Unlike most couples, I'm going to have to say so far the worst part of our relationship was after we came back from our honeymoon for maybe the first month. We were frustrated, had a LOT of things to deal with, and neither of us had a job. We couldn't figure out how to get bills paid, and each of us weren't willing to give certain things up. It took us a little bit of time, but we finally have everything figured out, and are happier than ever. Sure, we both work at Wendys fast food restaurant, and live in my parents basement, and share a vehicle, but have each other, and were able to keep the things most important to us, and we were able to sit down and make a 5 year plan.

I love my husband dearly, and if I could do it again differently I wouldn't, but it's not for everyone, and just because your engaged dosent mean you have to get married right away, some people wait 5+ years.

Whatever life brings you, good luck.


----------



## Jill (Feb 4, 2009)

I met Harvey, my husband, when I was 16 (almost 17) and we've been a couple ever since




I've been 29 now for 11 years and we couldn't be happier but we're lucky because we're not the same people we were all those many years ago. I wouldn't trade him for anyone in the world


----------



## whitney (Feb 4, 2009)

Play by GODS rules and you'll be just fine.


----------



## txminipinto (Feb 4, 2009)

Another bit of advice: You BOTH need to know what it's like to live on your OWN. Do not move in together. You both need to move out of your respective parents' homes and live seperately so you can gain and appreciate independence. God brings a lot of people into our lives....sometimes it's forever and sometimes it's just to make us stronger. Personally, I think you are way too young to be engaged.


----------



## joyenes (Feb 4, 2009)

Congrats Andrea on meeting a man you feel you can spend the rest of your life with. You sound like you have a lot of common sence and are very mature for your age. By having God in your life and relationship you are headed in the right direction.

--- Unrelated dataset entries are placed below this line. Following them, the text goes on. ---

PR #27, opened 2022-12-13
Disable leak_tracker for release mode.

polina-c:


CoderDake (approved):
super cool. Learned something new today about using assert sneaking in when only in an assertable mode.

PR #28, opened 2022-12-15
Tests and fixes.

polina-c:
- Add test for non-disposed member
- Improve YAML formatting to format call-stack nicely (see description in https://github.com/flutter/flutter/issues/117063)
- When tracking is off, no-op silently for object events, instead of failing
- Other minor fixes


lib/src/_util.dart
```diff
@@ -31,3 +31,8 @@ T cast<T>(value) {
     '$value is of type ${value.runtimeType} that is not subtype of $T',
   );
 }
+
+Object? safeToEncodable(Object? object) {
```
CoderDake, line 35:
```suggestion
Object? toEncodable(Object? object) {
```
This name reads a bit weird
Could this just be left as toEncodable? Otherwise a JSDoc may be nice here giving some context.

lib/src/orchestration.dart
```diff
@@ -17,38 +20,72 @@ class MemoryLeaksDetectedError extends StateError {
 
 /// Tests the functionality with leak tracking.
 ///
-/// If invoked in tests inside `testWidget`, use `tester.runAsync`.
+/// If you use it inside `testWidget`, connect Flutter objects and use `tester.runAsync`:
```
CoderDake, line 23:
```suggestion
/// If you use `withLeakTracking` inside `testWidget`, connect Flutter objects and use `tester.runAsync`:
```

test/test_infra/data/flutter_classes.dart
```diff
@@ -22,3 +22,7 @@ class StatelessLeakingWidget extends StatelessWidget {
     return const Placeholder();
   }
 }
+
+class ValueNotifierNotDisposer {
```
CoderDake, line 26: JSDoc would be good here explaining what this is and why it might be used.

CoderDake (approved):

I met my husband when I was 18 he was 19. Within a month we knew we wanted to be married. One year later we were. WE have been married for 21 years have two lovely daughters, own our own home, and have a wonderful miniature horse farm. Things can work out when you meet at a young age.God is huge part of our life which has helped through the tough times as he will for you. I love my husband and wouldn't trade him for anyone or thing. I 'm glad we meet young so we were able to share our entire lives together and not have all the extra baggage.

Good luck and God Bless. Joyce


----------



## stormo41 (Feb 4, 2009)

CONGRATS!!!

P.S.

I'm not going to judge you by your age. I'm 20 and engaged. I was enagaged only a month and a half after my birthday. We had been dating for a year but had both "knew" for a very long time that it was ment to be. We wont be getting married for at least three more years as we are waiting for him to finish his Masters Degree.


----------



## shadowsmystictopaz (Feb 4, 2009)

Thanks all so much for your positive stories. it helps to know that others have gotten engaged or married at my age. I apprevciate all your kind words and advice.


----------



## Miniature217 (Feb 4, 2009)

Congrats!








I had got engaged last year and we got married in May. He asked me on Valentine's Day last year . That was so sweet of him.


----------



## Club Mini (Feb 4, 2009)

Congrats! In this world it is hard to find a worthwhile person...however......

move in together OH! !!

Believe me, you never know a person till you live with them. My best advice to anyone is this. Why go thru the marriage with a person you don't really know...but think you do. The best test is living together. If you can pass that...you can work out thru anything...i'm sure. I'm 27...been living with the same person for 4 years now...and i can trully say now, that (like another person wrote) you are not the same people you first met. You grow up A LOT!!! And after you've seen it all (after living together for a while)....you just may want to reconsider. I know i've been there...

Sorry to "pour cold water" on this whole thing...but things really do seem MUCH better than they really are when you're in love. After YEARS of growing up you look at things in retrospect scrathing your head and asking why the heck did i do that??

When i was 18...i (thought) i met the man of my dreams and i was ready to have a family....yup, kids at the age of 18! I'm 27 now and i can't image how stupid i was to even think that. I still don't have kids...but i still have plenty of years left to have them.

Again, good luck to you and keep the "in-love" blinders off!!


----------



## shadowsmystictopaz (Feb 5, 2009)

it makes me happy to hear all your stories i enjoy reading them


----------



## backwoodsnanny (Feb 6, 2009)

I am going to say that though many will say you are too young to make these decisions I am going to advise on the side of it is possible. I met my dream guy when I was 16 got engaged at 18 and we have been together ever since. We celebrated our 40th anniversary last June so it CAN work and I will be the first one to tell you it IS work. But that said he is still my dream man and always will be.


----------



## Mercysmom (Feb 6, 2009)

Congratulations!!!! I wish you a long and happy life together - my dh and I have been married for 21 years this year and together for 24 years...it is definitely work, it is not always sunshine and lollipops and there are good times and tough times and it is so wonderful when you can have a life partner who sticks with you through thick and thin.

Denise


----------



## Sonya (Feb 6, 2009)

Congrats! Just take it slow, don't get married too quickly!


----------



## shadowsmystictopaz (Feb 8, 2009)

i am excited about reading the stories you all have posted. It makes my heart soar to see so many happy couples and married couples here


----------



## MeadowRidge Farm (Feb 8, 2009)

CONGRATS! You sound very mature, take things slow and you and Richard will know when the time is right to get married.

I met my hubby when I was 17, he was 22, we started dating when he got out of the service I was 18. We got married when I was 19.. we have been married for 38 years. I woudnt trade him for the world. We have two beautiful grown "kids" who both have homes on our farm, with families of there own. Life has been very good to us. I wish the same happiness to you and Richard.

Corinne


----------